Abstract A-MADMAN (Annotation-based MicroArray Data Meta-ANalysis tool) is an open source web application for the meta-analysis of Affymetrix data contained in the Gene Expression Omnibus (GEO) - (see G6G Abstract Number 20013).

A-MADMAN allows retrieving, annotating, organizing and analyzing gene expression datasets.

In particular, A-MADMAN addressees several of previously stated open issues in the meta-analysis of gene expression data allowing the integrative analysis of data obtained from different Affymetrix platforms through custom Chip Definition Files (CDFs) and meta-normalization and the sharing of analysis flows and results.

A-MADMAN creation motivation --

Conducting meta-analyses of public available data can be a daunting task for many reasons:

1) Incomplete Annotation of datasets.

2) It can be hard to track the relationship between patient, biological samples and cell intensity (CEL) files (the most granular data object in repositories).

3) Managing a large number of data files and related Meta data can be very tedious and error prone and can limit the reproducibility of analyses.

4) Software to analyze microarray data is widely available and very good open source implementations can be obtained for free but can be cumbersome to use and require some administrative overhead:

A-MADMAN Architecture --

A-MADMAN is a web application that allows retrieving gene expression datasets from GEO, annotating and locally organizing the downloaded samples, and generating an R object (ExpressionSet) which contains the integrated expression levels and all available metadata and sample characteristics.

The gene expression data are obtained through a meta-analysis approach which includes signal generation, probe re-annotation into gene-centered identifiers, merging of expression levels from different experiments and a normalization step.

A-MADMAN generates an ExpressionSet object in which the meta- expression levels from multiple experiments are completed by GEO- derived and user-defined metadata.

The final ExpressionSet contains all the necessary information to perform, directly in R, or any higher level analysis [e.g., SAM (see G6G Abstract Number 20066) or LIMMA] of all downloaded and integrated data.

A-MADMAN web application comprises a console, a job server and a web-application.
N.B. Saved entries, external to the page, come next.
PR #608, opened 2024-04-17
refactor: A more Pythonic way to set environment variables.

zen-xu:
Signed-off-by: ZhengYu, Xu <zen-xu@outlook.com>


wangxiaoying:
Thanks @zen-xu for the PRs!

The console is needed for the first phases of data retrieval, import and database filling.

It performs the automatic download and organization, in a proper and transparent file system hierarchy, of raw data and annotations from the Gene Expression Omnibus, starting from a configuration file listing the accession numbers of GEO series and/or samples to download.

Metadata of GEO records are automatically imported into a local relational database to assist subsequent manual annotation and selection of samples from the web application.

The job server is in charge of the asynchronous execution of jobs which, depending on data size and algorithm, can be computationally intensive and take longer than allowed by a Hypertext Transfer Protocol (HTTP) response-request cycle.

The core of the framework is the web application, whose user friendly front-end facilitates data organization, annotation and analysis.

A-MADMAN features/capabilities --

A-MADMAN aims to lower the bar for starting a meta-analysis study by offering these features:

1) Automatic download and organization in a proper and transparent file system hierarchy of GEO raw data and annotations given a simple configuration file.

2) Automatic import of Meta data from GEO records into a local relational database to assist in subsequent manual annotation and selection of samples.

3) A flexible annotation system based on tags (a la web 2.0).

4) A user friendly 'Assignment interface' to assist the user in matching samples to individuals. (Patient or equivalent statistical unit).

5) Samples to analyze together are selected with an arbitrary complex logical query based on tags, for example: 'young and dystrophy and Not (Becker or limb-girdle)' and placed in a named object called ‘basket’.

6) Analysis are conducted by the R back-end powered by packages of the 'BioConductor project' (downloaded and installed automatically the first time they are required) - (BioConductor is an open source and open development software project for the analysis and comprehension of genomic data).

A basic workflow (named 'vanilla') is provided that comprise the following steps:

System Requirements

A-MADMAN supports a collaborative working style for local or geographically dispersed teams through LAN or Internet deployment options, but can also be used by a single researcher on ones Windows® Personal Computer installing an all-in-one package that bundles all required dependencies except R.

The software, written in python, is based on the popular Django web framework and uses GNU R as a back-end.